Yes sir, you can toot your horn all you want. Your recipes have never steered me wrong yet. This one will be added. Thank you !


----------



## HalfSmoked (Feb 13, 2020)

Ha Disco you better work on that tomorrow is the big day for the ladies.

Warren


----------



## disco (Feb 13, 2020)

Bearcarver said:


> Looks & Sounds Great, Disco!!
> And Awesome Step by Step!!
> Nice Job!
> Like.
> ...



High words from my inspiration. Thanks, Bear!



chopsaw said:


> Toot , toot / Beep , beep .
> Nice work . I bet the flavor is fantastic .



Har! You are very kind!



Winterrider said:


> Yes sir, you can toot your horn all you want. Your recipes have never steered me wrong yet. This one will be added. Thank you !

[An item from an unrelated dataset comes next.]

PR #862, opened 2015-09-21
travis: fix node@4 compile errors

jonathanong:


brianc:
Thanks @jonathanong !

I am very grateful for you kind compliment!



HalfSmoked said:


> Ha Disco you better work on that tomorrow is the big day for the ladies.
> 
> Warren



The missus is very forgiving. Thank heaven!


----------



## sandyut (Feb 20, 2020)

Looks great!  Man I need to make up a big batch soon.  no matter how mu ch I make its gone in a week.


----------



## disco (Feb 22, 2020)

sandyut said:


> Looks great!  Man I need to make up a big batch soon.  no matter how mu ch I make its gone in a week.


I feel your pain. Mine disappears too!


----------



## rtbbq2 (Dec 7, 2020)

disco said:


> I love jerky. I also love spicy food but it doesn’t love me. The question was, could I make a spicy jerky that walked the tightrope between spicy and pain causing? This is my effort.
> 
> The first consideration was what kind of spicy? Different spices, peppers and sauces give different kind of heat. Some smack you in the mouth as soon as you eat them. Others have a slow build of heat.
> 
> ...


Looks awesome


----------



## disco (Dec 8, 2020)

rtbbq2 said:


> Looks awesome


Thanks so much!


----------